Ogni volta che a Riserva Indie arriva un artista, una band o un discografico, è immancabile parlare anche di politica e di come questa, oggi, si intrecci con la musica, specie con la cosiddetta "altra musica" che tanto amiamo. Spesso provo un imbarazzo forte (da "militante deluso" direbbe qualcuno, da "sognatore depresso" mi definisco io) a sentire come si sia creata un'enorme scollatura tra "canali indipendenti" e politica, specie quella politica che per "affinità" è sempre stata vicina ai giovani, al loro mondo e alla loro cultura. Il solco è tracciato. Non esiste quasi più un artista che abbia un partito o un simbolo di riferimento, e parlo soprattutto dei più giovani, per gli over 30 spesso la militanza "esibita" è l'unica chiave che apre le porte alla possibilità di accedere a un circuito di live dove la valenza artistica conta meno delle idee che si mostrano (e che non sempre coincidono con quelle che si hanno).
Se da una parte (a destra) non c'è (quasi) mai stata sensibilità artistica (e men che meno musicale), dall'altra, storicamente, si è sempre trovata una spalla, un appoggio, spesso uno spazio (ad esempio i primi veri centri sociali e non l'accozzaglia di fancazzisti "Sabato in barca a vela e Lunedì al Leonka", che sovente "sporcano" ora quei luoghi) per esprimere la propria vena creativa. Allontanamento dei giovani dalla politica? Scollamento tra indie-rock e lotte sociali? No, semplicemente quei partiti, una volta di riferimento, ora non sono più modello per nessuno (artisti inclusi). E non è che manchi sensibilità verso problemi o questioni sociali; è che c'è la tendenza, sacrosanta, a non far più mettere una bandiera sulle proprie idee. Tecnicamente si direbbe "a non far più mettere uno sponsor sulla propria arte". Ricordo le feste dell'Unità degli anni '80-'90, le serate "classiche" dedicate alla musica con le band locali e poi con i concerti che solo in "certi ambiti" potevi trovare.

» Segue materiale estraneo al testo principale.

PR #559, opened 2018-10-08
(wip) Test against GraalVM

Mogztter:


lib/asciidoctor/js/opal_ext/graalvm/file.rb
```diff
@@ -0,0 +1,7 @@
+class File
+
+  def self.read(path)
+    `IncludeResolver.read(path)`
```
Mogztter: Maybe I'm doing something wrong but the following code throws an exception:

```js
var Paths = Java.type('java.nio.file.Paths');
```

```
Exception in thread "main" TypeError: Java Interop is not available
```
Reference: https://github.com/graalvm/graaljs/blob/master/docs/user/JavaInterop.md#java-interoperability-features

To workaround this issue, I'm using a technique described in the GraalVM documentation: https://www.graalvm.org/docs/graalvm-as-a-platform/embed/#access-java-from-graal-languages

In my Java application I declare a class.
This class can be passed to the JavaScript context using `Polyglot.import` (see `spec/graalvm/AsciidoctorConvertWithGraalVM.java`)

npm/module/graalvm.js
```diff
@@ -0,0 +1,107 @@
...
+
+  // Run
+  log.debug(`running ${className}`);
+  const start = process.hrtime();
+  const result = child_process.execSync(`${javaBin} -classpath ./build ${className}`).toString('utf8');
+  log.debug(`running ${className} in ${process.hrtime(start)[0] }s`);
+  return result;
+};
+
+const graalvmRun = (name, jdkInstallDir) => {
```
Mogztter: Code should be shared with Nashorn.

spec/graalvm/asciidoctor-convert.js
```diff
@@ -0,0 +1,17 @@
...
+var data = '= asciidoctor.js, AsciiDoc in JavaScript\n' +
+'Doc Writer <docwriter@example.com>\n\n' +
+'Asciidoctor and Opal come together to bring\n' +
+'http://asciidoc.org[AsciiDoc] to the browser!.\n\n' +
+'== Technologies\n\n' +
+'* AsciiDoc\n' +
+'* Asciidoctor\n' +
+'* Opal\n\n' +
+'NOTE: That\'s all she wrote!!!\n\n' +
+'include::spec/fixtures/include.adoc[]';
```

Luoghi dove c'era un senso di appartenenza forte che sentivi anche solo a far la fila per una piadina con la nutella.
Poi il degrado, e qui non c'entra solo Berlusconi o Italia Uno, ma il declino politico culturale generale, specie di quella sinistra che possiamo con un eufemismo chiamare "radical chic" e che pretende di avere il copyright su cosa è culturalmente buono e cosa no e ce lo dice ogni settimana nel salotto buono di Fazio, sul divano della Dandini, via etere a Radio Tre o sulla sedia della signora Sofri, dove si ha sempre l'impressione che il libro proposto, il cantante intervistato, l'artista elogiato, esca sempre da certi "circuiti esclusivi" cui si accede con criteri in cui il merito è un optional. Una sinistra sempre più simile alla destra nell'approccio verso i militanti (le distanze abissali tra vertice e base), una concezione della musica "popolana" (e non "popolare") che ha portato le feste di partito a passare sempre più dai Marlene Kuntz a Marco Carta e "Amici" o peggio ancora agli pseudorave da discoteca preceduti da improbabili karaoke dove "Laura non c'è" ha sostituito "La locomotiva". Ecco, l'indie band degli anni Zero è cresciuta in un contesto in cui la festa dell'Unità sottocasa non era più la "riserva indiana dell'arte e delle tendenze giovanili" ma lo specchio e la riproposta di quello che passa la tv generalista, perché il popolo è "popolino" e serve, al massimo, per avallare decisioni prese ai piani alti o per far numero in piazze sempre più miseramente vuote di idee oltre che di bandiere. E su tutto questo il musicista degli anni Zero, giustamente, "ci skatarra su...".